WHAT TO WORK ON: Each line that has the string "HttpTunnelProducer" must be copied from the records below.

Collected data entries:

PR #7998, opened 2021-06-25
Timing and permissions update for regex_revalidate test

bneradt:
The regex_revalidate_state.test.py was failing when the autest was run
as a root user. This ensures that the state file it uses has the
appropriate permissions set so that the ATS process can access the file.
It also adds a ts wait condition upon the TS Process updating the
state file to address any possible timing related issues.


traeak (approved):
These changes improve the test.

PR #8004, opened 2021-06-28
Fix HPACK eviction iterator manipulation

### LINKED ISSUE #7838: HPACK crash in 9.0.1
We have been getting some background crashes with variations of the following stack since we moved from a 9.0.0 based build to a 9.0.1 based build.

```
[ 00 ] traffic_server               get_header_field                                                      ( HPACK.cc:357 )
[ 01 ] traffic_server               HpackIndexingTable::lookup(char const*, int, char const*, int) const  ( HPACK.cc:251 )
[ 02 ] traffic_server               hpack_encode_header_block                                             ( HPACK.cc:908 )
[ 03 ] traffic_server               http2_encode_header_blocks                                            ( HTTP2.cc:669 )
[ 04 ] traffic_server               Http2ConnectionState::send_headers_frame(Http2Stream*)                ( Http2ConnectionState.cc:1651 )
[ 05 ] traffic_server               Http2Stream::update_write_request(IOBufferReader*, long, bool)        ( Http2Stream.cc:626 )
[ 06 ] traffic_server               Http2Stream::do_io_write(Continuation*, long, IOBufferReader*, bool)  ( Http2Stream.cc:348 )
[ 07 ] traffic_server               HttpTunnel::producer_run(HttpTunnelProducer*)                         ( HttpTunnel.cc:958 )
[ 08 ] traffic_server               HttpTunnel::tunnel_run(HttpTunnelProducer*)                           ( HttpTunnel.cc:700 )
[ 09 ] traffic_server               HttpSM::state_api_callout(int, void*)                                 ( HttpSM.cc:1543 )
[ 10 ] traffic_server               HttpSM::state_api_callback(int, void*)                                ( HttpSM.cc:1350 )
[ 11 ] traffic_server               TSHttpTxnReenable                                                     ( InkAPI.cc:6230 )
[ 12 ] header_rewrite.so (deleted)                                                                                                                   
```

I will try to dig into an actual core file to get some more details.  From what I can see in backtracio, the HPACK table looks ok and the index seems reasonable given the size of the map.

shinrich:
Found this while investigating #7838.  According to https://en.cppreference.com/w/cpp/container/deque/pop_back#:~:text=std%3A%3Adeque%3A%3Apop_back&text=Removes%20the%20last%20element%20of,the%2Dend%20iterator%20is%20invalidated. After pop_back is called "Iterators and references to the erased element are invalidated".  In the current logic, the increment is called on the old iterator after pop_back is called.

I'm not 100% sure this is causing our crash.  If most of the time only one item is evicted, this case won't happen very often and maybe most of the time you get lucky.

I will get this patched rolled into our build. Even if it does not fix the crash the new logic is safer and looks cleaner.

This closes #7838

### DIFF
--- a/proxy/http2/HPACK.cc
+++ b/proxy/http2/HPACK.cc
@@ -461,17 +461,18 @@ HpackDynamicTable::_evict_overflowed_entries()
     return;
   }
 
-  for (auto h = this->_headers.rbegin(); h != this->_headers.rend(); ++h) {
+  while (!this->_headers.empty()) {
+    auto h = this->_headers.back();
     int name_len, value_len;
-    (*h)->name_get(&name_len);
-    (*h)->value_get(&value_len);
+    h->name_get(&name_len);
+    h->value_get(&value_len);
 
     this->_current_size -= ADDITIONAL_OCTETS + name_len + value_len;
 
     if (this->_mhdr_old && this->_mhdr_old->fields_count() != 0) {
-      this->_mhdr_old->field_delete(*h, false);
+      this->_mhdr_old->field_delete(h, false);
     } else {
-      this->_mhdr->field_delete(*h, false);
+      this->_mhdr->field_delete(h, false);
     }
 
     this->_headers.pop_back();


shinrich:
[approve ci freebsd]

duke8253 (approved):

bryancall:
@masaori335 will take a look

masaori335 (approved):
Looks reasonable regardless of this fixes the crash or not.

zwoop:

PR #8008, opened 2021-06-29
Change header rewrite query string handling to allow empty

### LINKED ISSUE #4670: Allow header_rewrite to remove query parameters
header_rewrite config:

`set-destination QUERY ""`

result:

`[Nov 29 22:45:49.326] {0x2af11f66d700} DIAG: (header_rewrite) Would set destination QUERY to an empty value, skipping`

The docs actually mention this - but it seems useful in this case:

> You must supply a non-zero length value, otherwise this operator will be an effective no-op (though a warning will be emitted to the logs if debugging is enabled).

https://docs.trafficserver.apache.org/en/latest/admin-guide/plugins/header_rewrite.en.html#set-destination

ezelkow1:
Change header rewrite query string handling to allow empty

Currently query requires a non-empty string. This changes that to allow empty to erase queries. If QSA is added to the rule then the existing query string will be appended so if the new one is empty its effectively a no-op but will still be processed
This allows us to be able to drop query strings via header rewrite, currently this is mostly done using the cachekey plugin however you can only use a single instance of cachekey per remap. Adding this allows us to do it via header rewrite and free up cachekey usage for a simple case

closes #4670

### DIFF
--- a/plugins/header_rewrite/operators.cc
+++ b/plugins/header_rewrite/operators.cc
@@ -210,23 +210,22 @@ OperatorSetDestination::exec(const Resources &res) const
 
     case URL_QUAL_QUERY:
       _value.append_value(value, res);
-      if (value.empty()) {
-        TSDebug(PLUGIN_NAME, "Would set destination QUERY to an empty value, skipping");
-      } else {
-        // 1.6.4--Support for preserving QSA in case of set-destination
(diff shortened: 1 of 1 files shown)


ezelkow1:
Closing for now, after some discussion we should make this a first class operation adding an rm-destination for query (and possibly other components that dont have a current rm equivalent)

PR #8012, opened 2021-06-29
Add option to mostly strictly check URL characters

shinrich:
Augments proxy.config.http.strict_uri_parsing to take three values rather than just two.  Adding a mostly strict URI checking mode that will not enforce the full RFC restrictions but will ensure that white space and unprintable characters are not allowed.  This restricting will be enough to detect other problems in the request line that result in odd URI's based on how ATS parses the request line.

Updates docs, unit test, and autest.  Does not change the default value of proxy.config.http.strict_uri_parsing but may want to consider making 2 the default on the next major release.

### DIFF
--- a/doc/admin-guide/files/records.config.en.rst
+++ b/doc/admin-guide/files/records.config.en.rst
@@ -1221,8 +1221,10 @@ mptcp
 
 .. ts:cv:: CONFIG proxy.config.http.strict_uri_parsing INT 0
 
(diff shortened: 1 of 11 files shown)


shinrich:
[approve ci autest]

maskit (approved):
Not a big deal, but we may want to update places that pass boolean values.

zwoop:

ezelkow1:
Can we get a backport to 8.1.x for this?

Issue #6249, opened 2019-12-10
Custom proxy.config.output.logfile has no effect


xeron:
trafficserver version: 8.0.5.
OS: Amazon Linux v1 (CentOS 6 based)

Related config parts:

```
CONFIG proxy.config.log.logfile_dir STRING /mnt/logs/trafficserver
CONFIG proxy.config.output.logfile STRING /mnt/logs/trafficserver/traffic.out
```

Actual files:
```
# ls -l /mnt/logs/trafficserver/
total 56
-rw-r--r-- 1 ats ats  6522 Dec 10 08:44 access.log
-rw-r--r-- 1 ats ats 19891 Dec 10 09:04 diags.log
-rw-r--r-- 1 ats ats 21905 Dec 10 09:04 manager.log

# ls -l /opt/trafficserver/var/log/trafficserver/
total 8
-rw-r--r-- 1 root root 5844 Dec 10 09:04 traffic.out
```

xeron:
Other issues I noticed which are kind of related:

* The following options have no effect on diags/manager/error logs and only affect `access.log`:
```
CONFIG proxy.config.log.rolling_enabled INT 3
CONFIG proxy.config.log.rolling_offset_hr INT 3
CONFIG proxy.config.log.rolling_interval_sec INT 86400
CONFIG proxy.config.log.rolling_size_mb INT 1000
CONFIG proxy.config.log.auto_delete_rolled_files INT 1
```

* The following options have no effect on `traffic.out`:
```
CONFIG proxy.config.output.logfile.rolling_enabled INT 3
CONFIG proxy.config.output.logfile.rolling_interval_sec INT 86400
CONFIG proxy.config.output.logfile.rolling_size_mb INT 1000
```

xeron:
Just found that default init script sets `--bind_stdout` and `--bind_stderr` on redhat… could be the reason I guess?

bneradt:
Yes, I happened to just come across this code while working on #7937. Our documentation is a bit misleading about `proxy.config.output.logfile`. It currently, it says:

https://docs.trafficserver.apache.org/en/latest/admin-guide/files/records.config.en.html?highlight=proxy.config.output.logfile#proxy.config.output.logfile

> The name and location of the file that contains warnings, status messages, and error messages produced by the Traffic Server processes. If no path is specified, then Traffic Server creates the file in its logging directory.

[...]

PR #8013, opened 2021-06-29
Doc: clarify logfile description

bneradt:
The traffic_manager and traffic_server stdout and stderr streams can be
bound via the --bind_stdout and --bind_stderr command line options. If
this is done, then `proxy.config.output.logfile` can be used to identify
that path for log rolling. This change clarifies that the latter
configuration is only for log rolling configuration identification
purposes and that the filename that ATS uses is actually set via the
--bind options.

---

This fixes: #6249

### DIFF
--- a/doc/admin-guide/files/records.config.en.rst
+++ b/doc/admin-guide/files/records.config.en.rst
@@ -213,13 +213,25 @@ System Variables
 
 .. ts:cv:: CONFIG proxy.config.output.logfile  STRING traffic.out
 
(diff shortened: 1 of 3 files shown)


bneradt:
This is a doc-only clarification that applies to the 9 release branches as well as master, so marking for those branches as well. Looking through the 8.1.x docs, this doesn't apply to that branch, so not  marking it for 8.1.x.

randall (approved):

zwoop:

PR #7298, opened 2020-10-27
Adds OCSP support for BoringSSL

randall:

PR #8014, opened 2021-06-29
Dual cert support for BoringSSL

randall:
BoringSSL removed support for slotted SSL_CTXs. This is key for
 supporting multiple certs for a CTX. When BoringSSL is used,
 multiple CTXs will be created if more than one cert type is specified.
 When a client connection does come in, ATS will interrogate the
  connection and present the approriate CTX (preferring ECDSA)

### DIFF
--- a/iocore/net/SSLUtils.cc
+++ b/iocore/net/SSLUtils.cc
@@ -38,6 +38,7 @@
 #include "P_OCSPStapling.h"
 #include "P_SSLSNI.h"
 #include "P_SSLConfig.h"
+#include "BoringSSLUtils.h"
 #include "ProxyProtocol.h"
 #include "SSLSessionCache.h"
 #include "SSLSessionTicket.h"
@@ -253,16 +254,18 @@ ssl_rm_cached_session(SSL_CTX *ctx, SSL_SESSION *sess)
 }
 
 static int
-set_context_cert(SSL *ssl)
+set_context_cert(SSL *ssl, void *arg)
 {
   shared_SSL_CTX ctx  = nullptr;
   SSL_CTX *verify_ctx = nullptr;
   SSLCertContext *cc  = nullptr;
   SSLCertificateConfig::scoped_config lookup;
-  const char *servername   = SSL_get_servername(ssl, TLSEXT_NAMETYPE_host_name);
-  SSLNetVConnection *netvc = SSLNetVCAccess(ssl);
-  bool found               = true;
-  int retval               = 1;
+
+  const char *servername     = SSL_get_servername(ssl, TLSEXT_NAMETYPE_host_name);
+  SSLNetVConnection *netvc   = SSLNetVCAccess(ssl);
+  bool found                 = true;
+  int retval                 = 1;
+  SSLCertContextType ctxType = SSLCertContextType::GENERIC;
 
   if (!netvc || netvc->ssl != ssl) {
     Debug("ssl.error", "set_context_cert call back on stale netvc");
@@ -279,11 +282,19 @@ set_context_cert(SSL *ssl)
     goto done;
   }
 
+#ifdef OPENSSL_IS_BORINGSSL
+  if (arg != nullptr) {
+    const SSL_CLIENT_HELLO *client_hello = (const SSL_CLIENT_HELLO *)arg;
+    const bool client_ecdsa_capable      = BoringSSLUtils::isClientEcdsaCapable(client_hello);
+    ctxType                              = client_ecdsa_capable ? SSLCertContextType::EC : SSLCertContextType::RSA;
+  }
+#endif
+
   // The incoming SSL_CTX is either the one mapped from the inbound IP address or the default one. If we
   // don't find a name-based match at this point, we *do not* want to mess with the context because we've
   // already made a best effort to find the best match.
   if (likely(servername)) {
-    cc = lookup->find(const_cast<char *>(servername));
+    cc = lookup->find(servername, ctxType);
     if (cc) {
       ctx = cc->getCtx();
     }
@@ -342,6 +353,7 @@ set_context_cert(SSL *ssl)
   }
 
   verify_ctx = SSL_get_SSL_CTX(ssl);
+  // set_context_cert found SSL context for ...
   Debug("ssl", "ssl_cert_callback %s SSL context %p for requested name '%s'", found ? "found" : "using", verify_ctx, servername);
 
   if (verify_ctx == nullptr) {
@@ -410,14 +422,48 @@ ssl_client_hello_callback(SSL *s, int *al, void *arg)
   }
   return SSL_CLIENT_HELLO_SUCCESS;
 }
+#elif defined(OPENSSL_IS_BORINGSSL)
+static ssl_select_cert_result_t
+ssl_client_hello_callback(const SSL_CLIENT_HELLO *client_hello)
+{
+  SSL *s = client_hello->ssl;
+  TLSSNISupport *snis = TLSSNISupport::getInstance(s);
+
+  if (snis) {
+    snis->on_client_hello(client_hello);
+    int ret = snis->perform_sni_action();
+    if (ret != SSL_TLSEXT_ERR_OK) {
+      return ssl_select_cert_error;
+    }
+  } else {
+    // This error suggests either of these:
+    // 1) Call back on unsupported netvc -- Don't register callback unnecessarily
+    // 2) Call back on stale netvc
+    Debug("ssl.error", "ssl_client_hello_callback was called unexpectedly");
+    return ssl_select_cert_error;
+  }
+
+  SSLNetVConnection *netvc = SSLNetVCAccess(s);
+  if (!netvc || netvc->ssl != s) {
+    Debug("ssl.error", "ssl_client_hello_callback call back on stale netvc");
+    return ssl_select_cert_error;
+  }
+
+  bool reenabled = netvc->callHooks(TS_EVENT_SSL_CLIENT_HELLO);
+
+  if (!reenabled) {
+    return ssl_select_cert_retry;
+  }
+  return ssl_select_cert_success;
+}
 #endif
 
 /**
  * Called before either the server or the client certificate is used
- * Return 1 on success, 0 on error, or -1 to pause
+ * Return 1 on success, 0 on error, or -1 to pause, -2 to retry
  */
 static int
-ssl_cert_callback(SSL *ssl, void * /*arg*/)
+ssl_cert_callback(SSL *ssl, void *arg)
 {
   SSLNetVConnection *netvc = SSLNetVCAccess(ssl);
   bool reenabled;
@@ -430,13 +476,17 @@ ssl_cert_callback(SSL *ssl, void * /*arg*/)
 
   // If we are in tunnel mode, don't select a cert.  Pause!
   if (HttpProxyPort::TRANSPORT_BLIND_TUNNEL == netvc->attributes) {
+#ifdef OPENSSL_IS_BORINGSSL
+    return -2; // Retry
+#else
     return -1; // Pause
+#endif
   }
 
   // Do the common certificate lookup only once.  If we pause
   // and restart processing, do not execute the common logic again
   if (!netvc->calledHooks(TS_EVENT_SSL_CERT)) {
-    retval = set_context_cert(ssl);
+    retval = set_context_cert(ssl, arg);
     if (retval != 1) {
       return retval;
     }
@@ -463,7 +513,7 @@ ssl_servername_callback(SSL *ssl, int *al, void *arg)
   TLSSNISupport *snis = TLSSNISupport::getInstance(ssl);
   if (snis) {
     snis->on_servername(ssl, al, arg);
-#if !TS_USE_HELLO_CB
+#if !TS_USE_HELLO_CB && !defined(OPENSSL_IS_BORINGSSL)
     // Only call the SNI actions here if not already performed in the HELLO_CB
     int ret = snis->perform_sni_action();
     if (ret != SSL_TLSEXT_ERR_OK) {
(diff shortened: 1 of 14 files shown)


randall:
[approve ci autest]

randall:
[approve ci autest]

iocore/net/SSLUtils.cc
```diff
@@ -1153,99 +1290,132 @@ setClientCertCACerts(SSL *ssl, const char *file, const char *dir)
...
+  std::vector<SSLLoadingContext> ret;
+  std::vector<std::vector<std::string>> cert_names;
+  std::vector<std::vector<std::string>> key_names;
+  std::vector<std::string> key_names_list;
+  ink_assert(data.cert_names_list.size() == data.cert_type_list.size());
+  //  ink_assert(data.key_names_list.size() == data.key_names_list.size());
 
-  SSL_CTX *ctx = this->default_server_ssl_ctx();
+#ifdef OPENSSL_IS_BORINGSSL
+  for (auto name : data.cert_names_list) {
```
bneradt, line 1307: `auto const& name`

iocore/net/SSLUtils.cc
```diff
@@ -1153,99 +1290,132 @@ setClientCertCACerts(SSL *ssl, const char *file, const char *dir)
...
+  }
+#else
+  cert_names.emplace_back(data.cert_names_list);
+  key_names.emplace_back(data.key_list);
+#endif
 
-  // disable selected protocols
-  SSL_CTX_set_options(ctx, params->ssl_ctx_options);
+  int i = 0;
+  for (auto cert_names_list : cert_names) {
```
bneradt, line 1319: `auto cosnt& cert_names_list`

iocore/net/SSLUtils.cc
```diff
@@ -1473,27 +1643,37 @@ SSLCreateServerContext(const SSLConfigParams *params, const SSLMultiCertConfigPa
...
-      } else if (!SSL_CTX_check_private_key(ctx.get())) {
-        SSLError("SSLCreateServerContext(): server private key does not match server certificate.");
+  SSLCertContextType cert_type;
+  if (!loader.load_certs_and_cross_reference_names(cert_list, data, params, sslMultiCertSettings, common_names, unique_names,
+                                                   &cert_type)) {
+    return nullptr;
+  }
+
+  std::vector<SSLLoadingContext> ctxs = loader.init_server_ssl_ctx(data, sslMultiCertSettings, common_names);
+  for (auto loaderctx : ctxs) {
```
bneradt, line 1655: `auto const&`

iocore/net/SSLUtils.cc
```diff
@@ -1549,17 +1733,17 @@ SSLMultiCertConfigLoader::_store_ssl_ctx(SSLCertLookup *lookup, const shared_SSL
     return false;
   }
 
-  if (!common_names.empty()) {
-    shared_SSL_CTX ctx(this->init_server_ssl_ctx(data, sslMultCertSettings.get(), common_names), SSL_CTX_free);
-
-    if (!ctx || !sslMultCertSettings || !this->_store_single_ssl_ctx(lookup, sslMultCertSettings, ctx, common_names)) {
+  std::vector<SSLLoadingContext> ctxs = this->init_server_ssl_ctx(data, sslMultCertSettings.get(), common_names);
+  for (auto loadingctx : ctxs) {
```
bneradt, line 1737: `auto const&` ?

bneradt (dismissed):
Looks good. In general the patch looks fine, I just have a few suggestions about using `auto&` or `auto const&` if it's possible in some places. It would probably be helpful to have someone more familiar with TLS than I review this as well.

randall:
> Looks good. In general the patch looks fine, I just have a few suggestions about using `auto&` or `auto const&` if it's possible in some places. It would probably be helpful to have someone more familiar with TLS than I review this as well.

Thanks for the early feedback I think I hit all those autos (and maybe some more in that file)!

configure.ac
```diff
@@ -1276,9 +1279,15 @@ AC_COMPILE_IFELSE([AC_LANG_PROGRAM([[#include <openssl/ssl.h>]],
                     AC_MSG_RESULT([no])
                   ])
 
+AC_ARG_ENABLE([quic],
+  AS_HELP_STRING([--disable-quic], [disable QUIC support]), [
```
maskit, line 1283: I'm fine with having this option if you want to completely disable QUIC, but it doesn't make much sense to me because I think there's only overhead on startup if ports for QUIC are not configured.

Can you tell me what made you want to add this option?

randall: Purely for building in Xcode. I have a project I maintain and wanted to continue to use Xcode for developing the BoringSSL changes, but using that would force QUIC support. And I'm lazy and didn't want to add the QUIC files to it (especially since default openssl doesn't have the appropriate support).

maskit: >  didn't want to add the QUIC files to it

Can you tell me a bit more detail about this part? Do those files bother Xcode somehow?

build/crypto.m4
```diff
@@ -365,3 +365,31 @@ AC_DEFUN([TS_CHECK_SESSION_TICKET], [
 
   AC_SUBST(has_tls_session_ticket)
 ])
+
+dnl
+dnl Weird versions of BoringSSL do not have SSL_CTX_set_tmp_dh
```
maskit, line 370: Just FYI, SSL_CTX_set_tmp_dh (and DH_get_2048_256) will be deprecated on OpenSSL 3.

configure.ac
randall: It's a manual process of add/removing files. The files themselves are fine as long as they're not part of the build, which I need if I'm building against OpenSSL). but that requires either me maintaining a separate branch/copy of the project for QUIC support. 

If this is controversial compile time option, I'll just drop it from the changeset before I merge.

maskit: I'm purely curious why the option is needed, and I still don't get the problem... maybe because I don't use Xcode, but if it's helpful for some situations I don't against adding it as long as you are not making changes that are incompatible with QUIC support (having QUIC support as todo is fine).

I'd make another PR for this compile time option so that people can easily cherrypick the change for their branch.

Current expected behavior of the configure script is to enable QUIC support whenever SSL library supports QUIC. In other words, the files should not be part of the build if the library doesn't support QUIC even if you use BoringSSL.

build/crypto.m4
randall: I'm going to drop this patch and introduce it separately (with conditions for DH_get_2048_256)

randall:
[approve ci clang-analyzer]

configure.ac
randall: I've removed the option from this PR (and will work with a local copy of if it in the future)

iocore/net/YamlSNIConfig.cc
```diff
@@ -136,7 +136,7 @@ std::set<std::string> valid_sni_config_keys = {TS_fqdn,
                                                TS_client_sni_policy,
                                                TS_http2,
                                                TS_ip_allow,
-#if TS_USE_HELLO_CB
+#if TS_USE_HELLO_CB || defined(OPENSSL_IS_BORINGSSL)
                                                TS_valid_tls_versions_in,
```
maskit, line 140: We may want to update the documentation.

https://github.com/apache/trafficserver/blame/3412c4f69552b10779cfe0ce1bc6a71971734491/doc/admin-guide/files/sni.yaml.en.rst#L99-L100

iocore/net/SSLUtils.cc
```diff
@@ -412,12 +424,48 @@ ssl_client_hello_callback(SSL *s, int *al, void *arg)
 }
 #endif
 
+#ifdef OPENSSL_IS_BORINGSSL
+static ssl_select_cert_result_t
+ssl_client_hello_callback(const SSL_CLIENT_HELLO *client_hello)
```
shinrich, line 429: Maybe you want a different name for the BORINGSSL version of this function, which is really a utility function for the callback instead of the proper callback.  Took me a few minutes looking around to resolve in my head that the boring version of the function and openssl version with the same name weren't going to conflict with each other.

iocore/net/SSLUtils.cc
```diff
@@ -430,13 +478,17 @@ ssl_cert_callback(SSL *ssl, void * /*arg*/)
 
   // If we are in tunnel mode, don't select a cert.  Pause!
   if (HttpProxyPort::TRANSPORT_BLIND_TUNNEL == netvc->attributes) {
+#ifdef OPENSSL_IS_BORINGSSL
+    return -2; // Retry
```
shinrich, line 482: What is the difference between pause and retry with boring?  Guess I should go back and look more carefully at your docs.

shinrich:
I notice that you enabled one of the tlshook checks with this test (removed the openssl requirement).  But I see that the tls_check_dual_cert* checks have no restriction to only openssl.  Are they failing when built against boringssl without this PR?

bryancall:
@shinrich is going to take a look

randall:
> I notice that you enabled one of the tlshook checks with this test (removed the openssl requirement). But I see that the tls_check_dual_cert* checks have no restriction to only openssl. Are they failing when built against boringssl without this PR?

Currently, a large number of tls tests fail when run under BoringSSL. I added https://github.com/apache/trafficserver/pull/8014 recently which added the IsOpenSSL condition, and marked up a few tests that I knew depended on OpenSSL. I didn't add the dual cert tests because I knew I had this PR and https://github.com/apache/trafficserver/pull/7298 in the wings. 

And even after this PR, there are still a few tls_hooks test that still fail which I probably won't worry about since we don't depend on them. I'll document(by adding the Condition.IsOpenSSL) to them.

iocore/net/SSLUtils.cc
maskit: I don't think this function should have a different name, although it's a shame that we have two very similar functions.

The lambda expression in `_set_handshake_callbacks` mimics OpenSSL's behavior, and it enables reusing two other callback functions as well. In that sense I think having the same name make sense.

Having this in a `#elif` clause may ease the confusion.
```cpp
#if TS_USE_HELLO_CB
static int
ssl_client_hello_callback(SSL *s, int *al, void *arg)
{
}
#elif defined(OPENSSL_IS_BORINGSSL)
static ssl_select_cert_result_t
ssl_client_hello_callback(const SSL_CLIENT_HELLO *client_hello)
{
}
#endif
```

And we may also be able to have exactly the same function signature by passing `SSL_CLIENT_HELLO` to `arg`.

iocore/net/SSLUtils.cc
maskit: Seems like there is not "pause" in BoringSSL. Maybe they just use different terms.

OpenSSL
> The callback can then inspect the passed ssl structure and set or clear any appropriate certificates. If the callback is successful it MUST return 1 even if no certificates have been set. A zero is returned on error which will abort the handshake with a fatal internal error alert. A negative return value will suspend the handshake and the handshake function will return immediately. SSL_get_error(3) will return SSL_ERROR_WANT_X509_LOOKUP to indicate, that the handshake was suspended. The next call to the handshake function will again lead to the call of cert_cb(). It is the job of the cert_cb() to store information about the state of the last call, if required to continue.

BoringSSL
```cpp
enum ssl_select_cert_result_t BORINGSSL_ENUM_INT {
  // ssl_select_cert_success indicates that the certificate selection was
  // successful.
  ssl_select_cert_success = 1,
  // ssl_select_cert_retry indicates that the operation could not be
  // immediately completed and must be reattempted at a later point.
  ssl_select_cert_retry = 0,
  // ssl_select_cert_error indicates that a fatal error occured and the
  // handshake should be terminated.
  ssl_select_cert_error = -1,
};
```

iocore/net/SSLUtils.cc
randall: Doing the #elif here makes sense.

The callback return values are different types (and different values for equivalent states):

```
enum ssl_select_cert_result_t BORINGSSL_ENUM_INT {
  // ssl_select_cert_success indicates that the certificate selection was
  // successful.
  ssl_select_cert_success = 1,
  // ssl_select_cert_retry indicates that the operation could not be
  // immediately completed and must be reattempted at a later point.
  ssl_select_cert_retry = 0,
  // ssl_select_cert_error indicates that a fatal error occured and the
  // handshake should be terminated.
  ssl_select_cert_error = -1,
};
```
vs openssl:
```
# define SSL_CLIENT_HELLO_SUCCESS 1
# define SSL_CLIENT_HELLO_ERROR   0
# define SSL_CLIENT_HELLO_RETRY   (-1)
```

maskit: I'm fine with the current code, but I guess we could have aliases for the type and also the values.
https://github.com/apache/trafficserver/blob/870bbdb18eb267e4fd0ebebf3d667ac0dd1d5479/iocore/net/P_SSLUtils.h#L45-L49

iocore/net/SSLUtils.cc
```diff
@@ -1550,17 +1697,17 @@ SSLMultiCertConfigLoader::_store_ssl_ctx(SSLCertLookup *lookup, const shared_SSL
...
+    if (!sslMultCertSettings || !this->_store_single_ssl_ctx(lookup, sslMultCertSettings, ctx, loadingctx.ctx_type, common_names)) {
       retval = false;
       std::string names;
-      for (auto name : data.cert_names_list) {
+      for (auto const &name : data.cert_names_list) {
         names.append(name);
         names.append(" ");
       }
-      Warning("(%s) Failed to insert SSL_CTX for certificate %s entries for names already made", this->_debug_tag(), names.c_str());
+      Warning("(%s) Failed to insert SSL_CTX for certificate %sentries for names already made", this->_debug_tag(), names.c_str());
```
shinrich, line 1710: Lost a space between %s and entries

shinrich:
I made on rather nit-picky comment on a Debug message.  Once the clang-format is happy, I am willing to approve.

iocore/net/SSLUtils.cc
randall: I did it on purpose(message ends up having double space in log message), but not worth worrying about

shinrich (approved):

SOLUTION:
[ 07 ] traffic_server               HttpTunnel::producer_run(HttpTunnelProducer*)                         ( HttpTunnel.cc:958 )
[ 08 ] traffic_server               HttpTunnel::tunnel_run(HttpTunnelProducer*)                           ( HttpTunnel.cc:700 )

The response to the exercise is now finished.